Saint Venant compatibility equations on a surface application to intrinsic shell theory

We first establish that the linearized change of metric and change of curvature tensors, with components in L² and H^-1 respectively, associated with a displacement field, with components in H¹, of a surface S immersed in ℝ³ must satisfy in the distributional sense compatibility conditions that may be viewed as the linear version of the Gauss and Codazzi-Mainardi equations.

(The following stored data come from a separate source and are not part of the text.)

PR #1952, opened 2018-03-29
Error reporting on misspelled block args

bazsi:
This branch makes the __VARARGS__ functionality in SCL blocks explicit, as currently it is very easy to mis-spell an argument, which is not logged in any way. It changes the syntax slightly:

```
block source something(foo() bar() ...) {
};
```

The ... at the end of the argument list tells syslog-ng that this macro indeed wants to accept __VARARGS__, thus any name-value pair can be passed without validation.

### DIFF
--- a/lib/cfg-block.c
+++ b/lib/cfg-block.c
@@ -61,6 +61,50 @@ cfg_block_format_name(CfgBlockGenerator *s, gchar *buf, gsize buf_len)
   return buf;
 }
 
+/* token block args */
+
+static void
+_validate_args_callback(gpointer k, gpointer v, gpointer user_data)
+{
+  CfgArgs *defs = ((gpointer *) user_data)[0];
+  const gchar *reference = ((gpointer *) user_data)[1];
+  gboolean *problem_found = ((gpointer *) user_data)[2];
+
+  if ((!defs || cfg_args_get(defs, k) == NULL))
+    {
+      if (cfg_args_is_accepting_varargs(defs))
+        {
+          msg_verbose("Unknown argument, adding it to __VARARGS__",
+                      evt_tag_str("argument", k),
+                      evt_tag_str("value", v),
+                      evt_tag_str("reference", reference));
+        }
+      else
+        {
+          msg_error("Unknown argument specified to block reference",
+                    evt_tag_str("argument", k),
+                    evt_tag_str("value", v),
+                    evt_tag_str("reference", reference));
+          *problem_found = TRUE;
+        }
+    }
+}
+
+static gboolean
+_validate_args(CfgArgs *self, CfgArgs *defs, const gchar *reference)
+{
+  gboolean problem_found = FALSE;
+  gpointer validate_params[] = { defs, (gchar *) reference, &problem_found };
+
+  cfg_args_foreach(self, _validate_args_callback, validate_params);
+
+  if (problem_found)
+    return FALSE;
+
+  return TRUE;
+}
+
+
 /*
  * cfg_block_generate:
  *
@@ -75,15 +119,19 @@ cfg_block_generate(CfgBlockGenerator *s, GlobalConfig *cfg, CfgArgs *args, GStri
   gchar *value;
   gsize length;
   GError *error = NULL;
+  gchar buf[256];
 
-  cfg_args_set(args, "__VARARGS__", cfg_args_format_varargs(args, self->arg_defs));
+  if (!_validate_args(args, self->arg_defs, reference))
+    return FALSE;
+
+  if (cfg_args_is_accepting_varargs(self->arg_defs))
+    cfg_args_set(args, "__VARARGS__", cfg_args_format_varargs(args, self->arg_defs));
 
   value = cfg_lexer_subst_args_in_input(cfg->globals, self->arg_defs, args, self->content, -1, &length, &error);
   if (!value)
     {
       msg_warning("Syntax error while resolving backtick references in block",
-                  evt_tag_str("context", cfg_lexer_lookup_context_name_by_type(self->super.context)),
-                  evt_tag_str("block", self->super.name),
+                  evt_tag_str("block_definition", cfg_block_generator_format_name(s, buf, sizeof(buf))),
                   evt_tag_str("error", error->message),
                   NULL);
       g_clear_error(&error);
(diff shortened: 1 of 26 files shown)


bazsi:
btw, this depends on the improve-error-handling branch, so that needs to go in first, I just wanted to throw this into the mix.

kira-syslogng:
failure

kira-syslogng:
failure

kira-syslogng:
success

bazsi:
rebased against master, remove WIP tag, this should be ok to review.

kira-syslogng:
success

lib/cfg-lexer.c
```diff
@@ -946,18 +946,22 @@ cfg_lexer_lex(CfgLexer *self, YYSTYPE *yylval, YYLTYPE *yylloc)
...
             {
+              cfg_block_generator_format_name(gen, buf, sizeof(buf));
+
+              if (gen->suppress_backticks)
+                success = cfg_lexer_include_buffer_without_backtick_substitution(self, buf, result->str, result->len);
+              else
+                success = cfg_lexer_include_buffer(self, buf, result->str, result->len);
+              g_string_free(result, TRUE);
+
               goto relex;
```
furiel: The original code conditionally goto-ed to relex, when `g_lexer_include_buffer_without_backtick_substitution` and `cfg_lexer_include_buffer` returned successful. Can we skip to check the return values now?

lib/cfg-block.c
```diff
@@ -61,6 +61,50 @@ cfg_block_format_name(CfgBlockGenerator *s, gchar *buf, gsize buf_len)
...
 
+/* token block args */
+
+static void
+_validate_args_callback(gpointer k, gpointer v, gpointer user_data)
+{
+  CfgArgs *defs = ((gpointer *) user_data)[0];
+  const gchar *reference = ((gpointer *) user_data)[1];
+  gpointer *problem_found = &((gpointer *) user_data)[2];
+
```
furiel: As I see problem_found is write-only now? What is the purpose? Is an early return missing in this function?

lib/cfg-block.c
```diff
@@ -61,6 +61,50 @@ cfg_block_format_name(CfgBlockGenerator *s, gchar *buf, gsize buf_len)
...
+                    evt_tag_str("reference", reference));
+          *problem_found = (gpointer) TRUE;
+        }
+    }
+}
+
+static gboolean
+_validate_args(CfgArgs *self, CfgArgs *defs, const gchar *reference)
+{
+  gpointer validate_params[] = { defs, (gchar *) reference, NULL };
```
furiel: Please use FALSE instead of NULL.

lib/cfg-block.c
furiel: Ok I see it is used on line 100 with `if (validate_params[2])`. The early early return might still be useful.

lib/cfg-block.c
```diff
@@ -53,11 +53,11 @@ cfg_block_format_name(CfgBlockGenerator *s, gchar *buf, gsize buf_len)
 {
   CfgBlock *self = (CfgBlock *) s;
 
-  g_snprintf(buf, buf_len, "block %s %s (at %s:%d:%d)",
+  g_snprintf(buf, buf_len, "block %s %s() at %s:%d",
```
furiel: () is left for separator purposes?

kira-syslogng:
success

lib/cfg-block.c
bazsi: what do you mean on early return? the entire function is just one if statement, the iteration happens in the foreach which uses this as a callback. You think that the return would make this more readable?

lib/cfg-block.c
bazsi: I've changed this code to pass a gboolean* as third parameter so that I can name the returned value, which makes the code easier to read. I'll push this in a moment.

lib/cfg-block.c
bazsi: In the documentation and log messages we use a convention that a paren is there at the end of the driver, e.g. unix-stream() instead of unix-stream.

This just follows that convention.

lib/cfg-block.c
furiel: I was thinking if the previous iteration ran into an error, then we could skip the execution of this function if we return when problem_found is true.

Maybe it would be better use g_hash_table_find instead of g_hash_table_foreach to avoid unnecessary calls. With g_hash_table_find, probably we could eliminate the problem_found variable.

Though I agree this is not a performance heavy path, so we can stick with anything that is more readable than optimal.

bazsi:
I think I have now addressed the concerns, except for the "early return" that @furiel requested and I didn't completely understand. I've also rebased to master.

One thing that occurred me is if we want to do this selectively on version number, @fekete-robert @czanik what do you think?

kira-syslogng:
Build SUCCESS

kira-syslogng:
Build SUCCESS

lib/cfg-block.c
```diff
@@ -61,6 +61,50 @@ cfg_block_format_name(CfgBlockGenerator *s, gchar *buf, gsize buf_len)
...
+{
+  CfgArgs *defs = ((gpointer *) user_data)[0];
+  const gchar *reference = ((gpointer *) user_data)[1];
+  gboolean *problem_found = ((gpointer *) user_data)[2];
+
+  if ((!defs || cfg_args_get(defs, k) == NULL))
+    {
+      if (cfg_args_is_accepting_varargs(defs))
+        {
+          msg_verbose("Unknown argument, adding it to __VARARGS__",
```
gaborznagy: My understanding is that here we cannot differentiate between valid driver options and invalid ones.
We can only know if the option is defined in the scl block or not.

I wonder how this part helps in debugging as if the user configures a lot of options and an invalid option too, he/she will see the parsing error anyway.

bazsi: This makes it possible to see that an argument was indeed not defined explicitly, so even if you have '...' as argument, you'll see (in debug mode) that an argument is using the wildcard mode.

I agree that it could trigger an error later on (when pasting __VARARGS__ into somewhere), but this message can be a useful when __VARARGS__ is pasted to somewhere where it is not actually validated.

Maybe this should be a debug message, instead of a verbose, I'll do that before merging.

kira-syslogng:
Build FAILURE

furiel:

kira-syslogng:
Build SUCCESS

These compatibility conditions, which are analogous to the familiar Saint Venant equations in three-dimensional elasticity, constitute the Saint Venant equations on the surface S. 
We next show that these compatibility conditions are also sufficient, i.e. that they in fact characterize the linearized change of metric and the linearized change of curvature tensors in the following sense: If two symmetric matrix fields of order two defined over a simply-connected surface S ⊂ ℝ³ satisfy the above compatibility conditions, then they are the linearized change of metric and linearized change of curvature tensors associated with a displacement field of the surface S, a field whose existence is thus established. 
The proof provides an explicit algorithm for recovering such a displacement field from the linearized change of metric and linearized change of curvature tensors. This algorithm may be viewed as the linear counterpart of the reconstruction of a surface from its first and second fundamental forms. 
Finally, we show how these results can be applied to the "intrinsic theory" of linearly elastic shells, where the linearized change of metric and change of curvature tensors are the new unknowns. These new unknowns solve a quadratic minimization problem over a space of tensor fields whose components, which are only in L², satisfy the Saint Venant compatibility conditions on a surface in the sense of distributions.